ADVERTISEMENT

Amy: Pals say drinking is a problem

  • Article by: AMY DICKINSON
  • January 19, 2013 - 2:06 PM

Dear Amy: Once a week a group of my friends gathers at one of our houses for dessert and to watch a popular television show. I hosted last week, and I had a glass of wine before people showed up.

I have a 1930s house and an old-style TV, whereas everyone else is in a new house with the biggest and best of everything. A friend's husband and I got onto the topic of old houses. It was not a friendly conversation. Frankly, I was buzzed. I can have a short temper, and I was seething during the conversation.

We managed to make it to the end of the show, but this friend's wife made a disparaging remark about my being drunk. I blew it out of proportion. I caught another close friend looking at me like "Who are you?"

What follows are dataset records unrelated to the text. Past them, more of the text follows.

PR #4024, opened 2026-03-21
setup: skip sudo requirement on macOS for Homebrew compatibility

Divinesoumyadip:
On macOS, Homebrew explicitly recommends against running with sudo.The existing DependencyInstaller.sh already blocks sudo on macOS ,but `setup.sh `was requiring sudo unconditionally, causing a conflict.

This fix skips the sudo requirement on macOS only.


maliberty:
conflict to resolve

vvbandeira:
Fixed on another PR.

PR #4029, opened 2026-03-22
setup: fix unbound SUDO_USER variable when running as root in Docker

Divinesoumyadip:
When `setup.sh` is run directly as root , which is standard in Docker containers and CI/CD pipelines so,`$SUDO_USER` is never set. Because the script uses `set -euo pipefail`, the `-u` flag causes the script to crash immediately on any unbound variable reference.

Two lines were affected:

**Line 28:**` bash sudo -u $SUDO_USER git submodule update --init --recursive`

**Line 42:**` sudo -u $SUDO_USER "$DIR/etc/DependencyInstaller.sh" -common -prefix="$DIR/dependencies"`

When `$SUDO_USER` is empty, `sudo -u `consumes` git `(or the script path) as the username and crashes with:
```
sudo: unknown user: git 
sudo: error initializing audit plugin sudoers_audit
```
To resolve this, the script now checks if `$SUDO_USER` is set before attempting to use it. If the variable is set (indicating the script was invoked via sudo), it drops privileges to the original user as intended. However, if it is empty (indicating the script is running natively as root), it simply runs the command directly without the `sudo -u` flag. The macOS paths were already handled correctly by #4023, so this PR completes the fix for the remaining Linux and Docker environments.

### DIFF
--- a/setup.sh
+++ b/setup.sh
@@ -25,7 +25,11 @@ if grep -q "^-" "$tmpfile"; then
   if [[ "$OSTYPE" == "darwin"* ]]; then
     git submodule update --init --recursive
   else
-    sudo -u $SUDO_USER git submodule update --init --recursive
+    if [[ -n "${SUDO_USER:-}" ]]; then
+      sudo -u "$SUDO_USER" git submodule update --init --recursive
+    else
+      git submodule update --init --recursive
+    fi
   fi
 elif grep -q "^+" "$tmpfile"; then
   # Make it easy for users who are not hacking ORFS to do the right thing,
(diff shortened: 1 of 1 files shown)


Divinesoumyadip:
@maliberty @luarss could you approve the workflows to run CI? Happy to address any review feedback.

setup.sh
```diff
@@ -25,7 +25,11 @@ if grep -q "^-" "$tmpfile"; then
   if [[ "$OSTYPE" == "darwin"* ]]; then
     git submodule update --init --recursive
   else
-    sudo -u $SUDO_USER git submodule update --init --recursive
+    if [[ -n "${SUDO_USER:-}" ]]; then
```
luarss: this nested loop causes lots of repeated code. is a helper function possible here?

Divinesoumyadip: > this nested loop causes lots of repeated code. is a helper function possible here?

Done! Refactored to use a `run_as_user()` helper function that handles both cases drops privileges to the original user when invoked via sudo, and runs directly when already root. Removes the repeated pattern across both submodule and dependency installer calls.

PR #4030, opened 2026-03-22
setup: fix macOS thread count using hw.logicalcpu instead of hw.ncpu

### LINKED ISSUE #4028: [Build] setup: nproc command not found crashes DependencyInstaller.sh on macOS
### Subject

### Describe the bug

> `etc/DependencyInstaller.sh` has `set -euo pipefail` at line 3. Line 14 unconditionally calls `nproc`:
> ```bash
> numThreads=$(nproc)
> ```
> `nproc` is a GNU coreutils command — it does not exist on macOS. The script already has a macOS-specific check at line 6 for path resolution, but the thread count detection at line 14 has no equivalent macOS fallback. On macOS, the script crashes immediately.

### Expected Behavior

> The script should detect macOS and use `sysctl -n hw.logicalcpu` instead of `nproc` — exactly the same pattern already used in `Build.sh` in the OpenROAD submodule.

### Environment

```shell
> OS: macOS
> File: `etc/DependencyInstaller.sh`
> Line: 14
```

### To Reproduce

> Run `./setup.sh` on a fresh macOS machine after a clean clone.

### Relevant log output

```shell
> 
> etc/DependencyInstaller.sh: line 14: nproc: command not found
>
```

### Additional Context

> **Proposed Fix:**
> Replace line 14 with a platform-aware thread count detection:
> ```bash
> if [[ "$OSTYPE" == "darwin"* ]]; then
>   numThreads=$(sysctl -n hw.logicalcpu)
> else
>   numThreads=$(nproc)
> fi
> ```
> 
> *Note: `hw.logicalcpu` is used rather than `hw.ncpu`. `hw.logicalcpu` returns all logical cores including hyperthreaded cores — the correct equivalent of `nproc` on Linux. `hw.ncpu` returns only physical cores and underestimates available parallelism on Apple Silicon and Intel Macs with hyperthreading.*

Divinesoumyadip:
Fixes #4028 

Currently, `etc/DependencyInstaller.sh` uses `sysctl -n hw.ncpu` to determine the thread count on macOS. However, `hw.ncpu` only returns the number of *physical* cores. This ends up underestimating the available parallelism, particularly on Intel Macs that utilize hyperthreading. 

This PR replaces `hw.ncpu` with `hw.logicalcpu`. `hw.logicalcpu` correctly returns all logical cores (including hyperthreaded ones), making it the exact macOS equivalent to the `nproc` command on Linux.

- On an Intel Mac with 4 physical cores and hyperthreading, `hw.ncpu` returns `4`, while `hw.logicalcpu` correctly returns `8`.
- On Apple Silicon (e.g., an M2 with 10 cores), both commands return `10`.

This swap ensures we are fully utilizing the available CPU resources to speed up dependency installation on macOS.

### DIFF
--- a/etc/DependencyInstaller.sh
+++ b/etc/DependencyInstaller.sh
@@ -12,7 +12,7 @@ fi
 # package versions
 klayoutVersion=0.30.3
 if [[ "$OSTYPE" == "darwin"* ]]; then
-    numThreads=$(sysctl -n hw.ncpu)
+    numThreads=$(sysctl -n hw.logicalcpu)
 else
     numThreads=$(nproc)
 fi


Divinesoumyadip:
@maliberty @luarss could you approve the workflows to run CI? Happy to address any review feedback.

luarss (approved):

maliberty (approved):

Issue #4041, opened 2026-03-23
[Flow] Division-by-zero fatal error in report_metrics.tcl for 0-delay paths


Vi-shub:
### Description
While checking more flow scripts, I found there is a potential Fatal TCL Error (crash) inside [flow/scripts/report_metrics.tcl](cci:7://file:///c:/Users/smsha/Desktop/OpenROAD-flow-scripts/flow/scripts/report_metrics.tcl:0:0-0:0).
At line 227, the script calculates the slack division ratio using this line:
```tcl
report_puts "[format "%4f" [expr $path_slack / $path_delay * 100]]"
```

if a design (or an unrouted/ideal testblock) happens to have a critical path delay of exactly 0.0, the TCL interpreter throws a fatal division-by-zero error and completely crashes the metrics reporting workflow.
This causes the entire flow to fail unexpectedly during metric extraction on specific test cases or custom sub-blocks that lack significant path delay.

### Suggested Solution

Simple fix we can put by wrapping the division in a simple protective 
```
tcl
if { $path_delay != 0.0 } {
      report_puts "[format "%4f" [expr $path_slack / $path_delay * 100]]"
    } else {
      report_puts "N/A (0 delay)"
    }

```

### Additional Context

Hi @luarss @maliberty this is small fix, can you please assign it to me. Thankyou for you time :)

maliberty:
Even an unrouted design won't have zero delay.  It won't hurt to fix it but I doubt it ever comes up.

Vi-shub:
Thanks for reviewing and merging the PR! Agreed that a true 0-delay path is highly unlikely in a real routed design, but I noticed it threw a fatal interpreter error during some isolated unit testing with dummy nets, so I figured it was worth hardening the script just in case. Closing this issue since the patch is merged. Thanks again :)

PR #4042, opened 2026-03-23
[Flow] Fix potential division-by-zero crash in report_metrics.tcl

Vi-shub:
- Added a protective check before calculating path_slack / path_delay percentage.
- Prevents TCL fatal errors on designs with 0-delay critical paths.

Hi @luarss and @maliberty this is quick fix for the 0 division error can you review and merge it. Thanks for your time.


Vi-shub:
Closes #4041

maliberty (approved):

PR #4043, opened 2026-03-24
Add files of ASAP7 based IO-cells

jooyeon38:


maliberty:
I would like to have IOs but we can't accept proprietary tool output due to copyright issues.

PR #4045, opened 2026-03-24
fix: APB_UART RX FIFO threshold uses wrong register

ashnaaseth2325-oss:
## 1. SUMMARY

This PR fixes an incorrect register reference in the APB UART module where the RX FIFO threshold logic was comparing against the TX threshold register. This caused RX threshold interrupts to trigger at incorrect levels.

The issue affects `flow/designs/src/chameleon/IPs/APB_UART.v` (around line 145) and impacts correct interrupt generation based on RX FIFO occupancy.

---

## 2. FIX

```verilog
// Before (incorrect threshold comparison)
wire rx_more_threshold = (rx_level > TXFIFOTR);

// After (correct threshold comparison)
wire rx_more_threshold = (rx_level > RXFIFOTR);
```

---

## 3. VERIFICATION

Configure different threshold values (e.g., `TXFIFOTR = 4`, `RXFIFOTR = 8`) and enable the RX threshold interrupt. Fill the RX FIFO gradually and observe interrupt behavior.

Before the fix, the interrupt triggers based on `TXFIFOTR`; after the fix, it correctly triggers only when `rx_level > RXFIFOTR`.

### DIFF
--- a/flow/designs/src/chameleon/IPs/APB_UART.v
+++ b/flow/designs/src/chameleon/IPs/APB_UART.v
@@ -142,7 +142,7 @@ module APB_UART(
                                                         32'hDEADDEAD;
     
     wire tx_less_threshold = (tx_level < TXFIFOTR);
-    wire rx_more_threshold = (rx_level > TXFIFOTR);
+    wire rx_more_threshold = (rx_level > RXFIFOTR);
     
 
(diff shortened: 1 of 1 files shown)


ashnaaseth2325-oss:
Hi @eder-matheus @maliberty,
Please review this PR whenever you get time.
Thanks!

maliberty (approved):

PR #4057, opened 2026-03-26
fix: prevent file descriptor leak in is_git_repo() by using context manager

ashnaaseth2325-oss:
## 1. SUMMARY

This PR fixes a file descriptor leak in `is_git_repo()` in `flow/util/genMetrics.py`. It ensures `os.devnull` is properly closed after use.

---

### Before

```python
return call(cmd, stderr=STDOUT, stdout=open(os.devnull, "w")) == 0
```

### After

```python
with open(os.devnull, "w") as devnull:
    return call(cmd, stderr=STDOUT, stdout=devnull) == 0
```

---

## 3. VERIFICATION

**Steps:**

* Call `is_git_repo()` repeatedly
* Check open FDs (`lsof -p <pid>`)

**Expected:**

* No FD growth over time
* Same behavior as before
* No warnings raised

### DIFF
--- a/flow/util/genMetrics.py
+++ b/flow/util/genMetrics.py
@@ -175,10 +175,11 @@ def read_sdc(file_name):
 
 def is_git_repo(folder=None):
     cmd = ["git", "branch"]
-    if folder is not None:
-        return call(cmd, stderr=STDOUT, stdout=open(os.devnull, "w"), cwd=folder) == 0
-    else:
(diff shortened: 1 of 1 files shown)


ashnaaseth2325-oss:
Hi @maliberty @eder-matheus,
Kindly check this PR.
Thanks!

maliberty (approved):

PR #676, opened 2026-03-02
Changes for compact language reference

pataei:
Some beautifying and structural changes and adding keywords to the sidebar.


pataei:
The current order of the sidebar menu is not based on importance and the order in which a developer will probably need information (see attached screenshot). I'd like to change the order of the menu but I don't know how.  This is the order:

-- Compact
     |-- Writing a contract
     |-- Reference
           |-- Compact reference
           |-- Explicit disclosure
           |-- Formal grammar
           |-- Keywords and reserved words
     |-- Standard library
     |-- Data types
     |-- Compilation and tooling
     |-- Testing and debugging
     |-- Security best practices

Since this incident I have called both friends to see if they would talk this out. I don't drink daily or even weekly, but I did come from a house full of alcoholics. Mom could get verbally nasty when she drank. Is that where I get my temper? You read about people with Irish tempers throwing plates at each other (I'm Irish) -- is it genetic or learned behavior?

What should I do?

Amy says: Your behavior on this night, which you describe so honestly, is not specific to a particular ethnicity or culture. It's the booze talking, and this type of drunken rage is as common in a John Cheever story as it is in a Frank McCourt memoir.

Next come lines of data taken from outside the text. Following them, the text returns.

PR #680, opened 2026-03-03
Created generating dust guide

JAlbertCode:
Created generating dust guide

### DIFF
--- a/docs/guides/generating-dust-programmatically.mdx
+++ b/docs/guides/generating-dust-programmatically.mdx
@@ -1,29 +1,19 @@
 ---
-title: Generating DUST Programmatically
+title: How to generate DUST programmatically on Preprod
 description: Guide on generating DUST programmatically on the Midnight Preprod environment using the Midnight wallet SDK.
 sidebar_position: 20
-sidebar_label: Generating DUST Programmatically
+sidebar_label: How to generate DUST programmatically on Preprod
 tags: [deployment, Dust, Night, JavaScript]
 toc_max_heading_level: 2
 ---
 
-# How to Generate DUST on Preprod
-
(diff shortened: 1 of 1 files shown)


docs/guides/generating-dust-programmatically.mdx
```diff
@@ -0,0 +1,1036 @@
+---
+title: Generating DUST Programmatically
+description: Guide on generating DUST programmatically on the Midnight Preprod environment using the Midnight wallet SDK.
+sidebar_position: 20
+sidebar_label: Generating DUST Programmatically
+tags: [deployment, Dust, Night, JavaScript]
+toc_max_heading_level: 2
+---
+
+# How to Generate DUST on Preprod
```
gyrationtechs: I think we shouldn't restrict this to Preprod only. Correct me if I'm wrong, but I believe this should also work for `preview` and `undeployed` networks. The user would only need to update the network parameters and config.

We can update it to something like; **How to generate DUST programmatically**

docs/guides/generating-dust-programmatically.mdx
```diff
@@ -0,0 +1,1036 @@
...
+
+## Changes to DUST
+
+DUST is the resource used to process transactions on the Midnight network. In Testnet-02 developers were able to visit the faucet and grab DUST directly from the faucet. This enabled developers to start testing a primitive version of the network but DUST is non-transferable and therefore cannot be sent from one wallet to another. You can read [this article on the implications of NIGHT and DUST for developers](https://midnight.network/blog/the-implications-of-night-and-dust-for-developers) to understand why DUST was designed this way.
+
+On Preprod, developers must gather test NIGHT (tNIGHT) tokens from the faucet, and then designate a wallet to generate DUST in. Here are the step-by-step instructions on generating DUST to begin processing transactions on the network to test applications.
+
+## Generating DUST Programmatically
```
gyrationtechs: If you decide to take out the sections above, we can remove this heading to avoid redundancy

PR #803, opened 2026-04-07
Midnight.js v3.2.0 release notes from product repository

MidnightCI:
Automated release notes copy — component: `midnight-js`, source_url: `https://github.com/midnightntwrk/midnight-js/blob/main/docs/releases/v3.2.0/release-notes.md`, source_path: `/docs/releases/v3.2.0/release-notes.md`, version: `v3.2.0`.


DianaHackmamba (commented):
Leaving suggestions as comments so I don't block this.

Generally we like to add links to documentation updated as a result of the change. A placeholder might be helpful:

XX was updated as a result of this change.

XX, XX, and XX were added as a result of this change.

PR #958, opened 2026-05-26
Add concept page: Compact as a privacy-first language

oduameh:


docs/concepts/how-midnight-works/compact-privacy-first-language.mdx
```diff
@@ -0,0 +1,102 @@
...
+
+## Public, private, and proof environments
+
+Once privacy and proofs become central, the language needs to make different kinds of data and execution visible to the developer.
+
+Compact does this by separating the main environments involved in a Midnight smart contract interaction. In the language, these map to three constructs:
+
+- **`ledger`**: public state that belongs to the on-chain contract state.
+- **`circuit`**: logic that participates in proof generation and encodes the rules validators check.
+- **`witness`**: private data known only to the party executing the interaction, provided by callbacks on the user's machine.
```
nstanford5: Witnesses are not exclusive to retrieving private data -- they are primarily for "off-chain compute". Witnesses can be used for sizeable calculations that aren't economically feasible to store on-chain, to enable functionality that doesn't exist in Compact, or they can be used to retrieve data from private state, but that same private state data can be passed as a circuit parameter and still maintain privacy.

For example -- Compact doesn't support the math operation for division, but you can define a witness in Typescript that does this and verify proper execution in-circuit. This pattern is best demonstrated here: https://docs.midnight.network/examples/contracts/calculator -- note that the `divide` circuit doesn't actually divide, it off-loads this work to a witness and uses `assert` to enforce the correct logic in `witness divMod`.

This can be referred to as "on-chain verification of off-chain compute". 

Historically, we have used `witnesses` for simple retrieval of private data -- but they are much more powerful than that.

docs/concepts/how-midnight-works/compact-privacy-first-language.mdx
```diff
@@ -0,0 +1,102 @@
...
+
+For a walkthrough of how these constructs work together in practice, see [Writing a contract](/compact/reference/writing).
+
+This separation maps back to the trust model. The public side needs to be visible to the network. Developers should not reveal the private side unnecessarily. The proof connects the two by showing that the hidden inputs and local computation justify the public result.
+
+Without explicit boundaries, developers lose track of where a value lives, who can see it, and what they must prove about it. That risk is especially high in privacy-preserving applications.
+
+A value meant to stay private should not become public by accident. The network should not accept a public state transition without proof that the interaction satisfied private-side rules. Developers should be able to see, from the shape of the smart contract, where those boundaries are.
```
nstanford5: Maybe avoid the word "proof" unless you are referring to a zk-proof. Maybe "without verification"

docs/concepts/how-midnight-works/compact-privacy-first-language.mdx
```diff
@@ -0,0 +1,102 @@
...
+
+## Explicit disclosure turns privacy into a deliberate choice
+
+Privacy-preserving systems still need disclosure.
+
+A payment system may need to reveal that a transaction is valid. A compliance workflow may need to show a specific fact to an authorized party. A game may need to update a public score while keeping some player input private.
+
+The question is not whether anything should ever become public, but who sees what, and when.
+
+Compact enforces explicit disclosure through the [`disclose()` keyword](/compact/reference/explicit-disclosure). The compiler rejects any program that writes witness-derived data to the ledger, returns it from an exported circuit, or passes it to another contract without a `disclose()` wrapper. Privacy is the default; disclosure requires a deliberate declaration.
```
nstanford5: There is a lot of misunderstanding out there about the `disclose` keyword. The keyword itself does not make anything public. It tells the compiler "the developer is marking this value as safe to store publicly" -- values only become public when they cross into a public domain (ledger writes, returns from exported circuits, c2c calls). This paragraph doesn't necessarily get this wrong, but could be more clear about the `disclose` keyword.

docs/concepts/how-midnight-works/compact-privacy-first-language.mdx
```diff
@@ -0,0 +1,102 @@
...
+
+If you prefer to set up your environment first, start with [Install the toolchain](/getting-started/installation) and [Create your first contract](/getting-started/hello-world).
+
+## Additional resources
+
+- [Compact language](/compact): overview of Compact and its role in generating zero-knowledge circuits.
+- [Smart contracts on Midnight](/concepts/how-midnight-works/smart-contracts): the transcript, proof, and verifier key model that Compact compiles into.
+- [Zero-knowledge proofs](/concepts/zero-knowledge-proofs): how ZK Snarks work and how Midnight uses them.
+- [Kachina](/concepts/kachina): the formal model behind public and private state separation.
+- [Example contracts](/examples/contracts/calculator): browse Compact contracts for elections, auctions, token transfers, and more.
```
nstanford5: I think this path is intending to stop at the contracts category -- not pointing at the calculator contract itself

docs/concepts/how-midnight-works/compact-privacy-first-language.mdx
oduameh: Thanks for the correction. I've updated the witness description to frame them as off-chain functions for compute, not just private data retrieval. Added a reference to the calculator example to show the division/witness verification pattern you mentioned.

docs/concepts/how-midnight-works/compact-privacy-first-language.mdx
oduameh: Good call. Changed to "verification" to keep "proof" reserved for ZK proofs throughout the page.

docs/concepts/how-midnight-works/compact-privacy-first-language.mdx
oduameh: Appreciate the nuance here. I've rewritten this paragraph to make the distinction clear: disclose() is a compiler annotation that marks a value as safe to enter a public domain. The value only becomes public when it crosses a visibility boundary (ledger write, exported circuit return, or contract-to-contract call). The compiler enforces that no witness-derived value crosses those boundaries without the annotation.

docs/concepts/how-midnight-works/compact-privacy-first-language.mdx
oduameh: Fixed the link to point to /category/contracts so it lands on the category page, not the calculator specifically.

docs/concepts/how-midnight-works/compact-privacy-first-language.mdx
```diff
@@ -0,0 +1,102 @@
...
+
+## Public, private, and proof environments
+
+Once privacy and proofs become central, the language needs to make different kinds of data and execution visible to the developer.
+
+Compact does this by separating the main environments involved in a Midnight smart contract interaction. In the language, these map to three constructs:
+
+- **`ledger`**: public state that belongs to the on-chain contract state.
+- **`circuit`**: logic that participates in proof generation and encodes the rules validators check.
+- **`witness`**: off-chain functions that run on the user's machine. You can use witnesses to retrieve private state, but also to perform computation that is not feasible or not supported on-chain, such as division. The contract verifies witness results in-circuit, giving you on-chain verification of off-chain compute. See the [calculator example](/examples/contracts/calculator) for a practical demonstration of this pattern.
```
nstanford5:
```suggestion
- **`witness`**: off-chain functions that run on the user's machine. You can use witnesses to retrieve private state, but also to perform computation that is not feasible or not supported on-chain, such as division. The contract verifies witness results in-circuit, giving you on-chain verification of off-chain compute. See the [calculator example](/examples/contracts/calculator) for a practical demonstration of this pattern. Witnesses are also critical for updating private state based on in-circuit computation.
```

nstanford5 (changes requested):

nstanford5 (approved):

PR #980, opened 2026-06-01
docs: document non-ledger transactions and classification

m2ux:
## Summary

Augments the network-architecture transactions page to document the Midnight transaction format, its classification vocabulary, and the node-owned non-ledger transaction categories. This is the docs-site half of the work for midnightntwrk/midnight-node#1533; the rustdoc half lands in midnightntwrk/midnight-node#1619.

## What changed

- Adds a transaction-format and classification spine, framing `TransactionTypeV2` as an off-node vocabulary consumed through runtime metadata, not an in-node dispatch mechanism.
- States the ledger/non-ledger ownership boundary explicitly and defers ledger payload internals to the ledger team via an `:::info` admonition linking the ledgers concept page and the ledger API reference.
- Adds a non-ledger category reference table plus per-category sections: system transaction, timestamp, unknown, cNIGHT observation, and bridge transfer. The bridge transfer is presented as an inherent that produces a system transaction, never as a peer extrinsic.
- Mentions the partner-chains consensus inherents (AURA slot, main-chain hash, authority selection) with pointers to the onchain-logic and consensus pages, without giving them per-category entries.
- Preserves the existing ledger transaction lifecycle prose.

## Verification

Docusaurus build, Vale, markdown link-check, and Prettier run as the repo's CI gates.

Assisted by AI


m2ux:
I went through the eleven Vale alerts and pushed a follow-up commit (0bcee43c).

The spelling alerts on inherent, inherents, and onchain are legitimate domain vocabulary rather than typos, so I added those terms to the Midnight accept-list, which is how this repo already handles words like extrinsic and Substrate. Worth noting the repo config disables the spelling style outright, so these alerts came from the action's default rules rather than house policy. Onchain in particular is already in active use as the title of the sibling onchain-logic page.

I also took the active-voice suggestion on the ledger-ownership sentence and reworded it, which reads better with no loss of meaning.

I left the rest as-is. The runtime possessive is just standard English that the default speller flagged on the apostrophe. The repetition alert does not correspond to an actual repeated word on that line; it is the experimental alpha rule misfiring. And the second-person and remaining active-voice alerts both land on a sentence where the passive is doing real work: the user transaction pool is a compound noun rather than the reader being addressed, and describing what governance is permitted to run is an accurate way to state a system-imposed gating constraint that an active rewrite would distort.

*Posted by an agent on behalf of Mike Clay.*

nstanford5 (changes requested):
@m2ux commits need verified signatures

oduameh:
This work has been taken over in #1131. Thank you for the original contribution, @m2ux!

PR #983, opened 2026-06-02
Add card descriptions to Examples and Tutorials subcategories

oduameh:


nstanford5 (changes requested):
Instead of moving the descriptions up a level, we should be adding some net new summaries of the value of each tutorial category. There may be some limitations of the Docusaurus "category cards" -- but we need to discover what else is possible here.

For example, the Battleship tutorial describes its value at the beginning of the smart contract tutorial (https://docs.midnight.network/tutorials/bship/smart-contract) -- we need a summary similar to these at the top level of each category so that developers know what content is best for their intentions at a glance

PR #1018, opened 2026-06-09
Add Midnight Indexer v4.3.3 release notes

oduameh:


nstanford5 (dismissed):

mzf11125 (commented):
Good addition overall. A few observations after reading through the release notes and the component update:

**`midnight-indexer-4-3-3.mdx`**

The frontmatter and structure follow the existing release note conventions correctly. The caution callout for the 4.0.x to 4.3.3 upgrade path with the 3-4 day re-index estimate is really helpful for operators.

One thing worth checking: the breaking change section says the rename is confined to `@beta` fields. The note is accurate but it might be worth adding a one-liner explicitly stating that consumers on the stable 4.0.x API surface are completely unaffected, since operators on preprod/mainnet who have not yet upgraded to Node 1.0.0 may read this and worry unnecessarily.

Also the `dustGenerations` bug fix description is clear but the linked PR number (#1166) could optionally include a short inline description of the root cause (the dtime drain short-circuit) so someone can understand the fix without following the link.

**`DynamicListMidnightIndexer.js`**

The previous LATEST entry (4.0.2) was correctly demoted to SUPPORTED. One suggestion: the 4.0.x line is still the production line for Node 0.22.x operators. It might be worth adding a `note` field on the 4.0.x entry like `'Maintenance line for Node 0.22.x'` so the dynamic list communicates which line to track based on node version, matching what the release notes prose already says.

Overall the content is accurate and well-structured. Nice work.

nstanford5 (dismissed):

PR #1045, opened 2026-06-13
docs(compact): add "Disclosing low-entropy values safely" to explicit-disclosure

CjDabrow:
## What
Adds a new section, "Disclosing low-entropy values safely", to `docs/compact/reference/explicit-disclosure.mdx`, right after the existing "Safe Compact standard library routines" section.

## Why
The page explains that the compiler treats `transientCommit` and `persistentCommit` as safe to disclose, but it does not warn about a common and subtle pitfall: disclosing a hash, or a commitment built with weak randomness, of a low-entropy value does not keep that value secret. An observer can brute-force the small input space. On a privacy chain this is exactly the kind of mistake that leaks "private" data, so it is worth calling out where developers learn about disclosure.

## What the section adds
- A plain explanation that `disclose()`, and the compiler's "safe" treatment of commitments, controls when disclosure is permitted, not whether the value stays secret in practice.
- A worked unsafe example (disclosing `persistentHash` of a yes/no vote) and the safe alternative (`persistentCommit` with a fresh secret salt).
- A note that the compiler does not verify the commitment's randomness is secret, fresh, or unique, so a reused or predictable salt re-exposes the value.

All Compact signatures used (`persistentHash<T>(value): Bytes<32>`, `persistentCommit<T>(value, rand: Bytes<32>): Bytes<32>`) match the standard library reference.

### DIFF
--- a/docs/compact/reference/explicit-disclosure.mdx
+++ b/docs/compact/reference/explicit-disclosure.mdx
@@ -151,6 +151,39 @@ The message aids the programmer by noting the indirect nature of the disclosure.
 
 The compiler recognizes that certain Compact standard library routines sufficiently disguise witness data so that explicit declaration of disclosure is not required. For an expression `e` whose value contains witness data, the compiler will treat `transientCommit(e)` as if it does not contain witness data, while it will treat `transientHash(e)` as if it does.
 
+## Disclosing low-entropy values safely
+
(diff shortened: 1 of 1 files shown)


dybvig:
Thank you for your PR.  FYI, the [original](https://github.com/LFDT-Minokawa/compact/blob/main/doc/explicit-disclosure.mdx) of this document is located in the [LFDT compact repo](https://github.com/LFDT-Minokawa/compact), and issues or PRs should be posted there instead.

These close friends are telling you that your drinking is a problem. You must believe them -- and admit it to yourself. It doesn't matter how often or how much you drink; your relationships are suffering, so you need to stop.

Because you have alcoholism in your family, you should not drink at all. You could pursue recovery, get information and find support through Alcoholics Anonymous. Go to aa.org to find a local meeting.

Bullying teacher

Dear Amy: A teen who wrote didn't know how to react to a teacher who demeaned and bullied her.

I can still remember my seventh-grade homeroom teacher, who I now realize was a genuine bully. I wish I had gone to my parents about this because I think they might have done something about it.

Amy says: I've heard from many readers with long-standing memories of teacher-bullies. I hope that current awareness is helping bullied kids find their voice.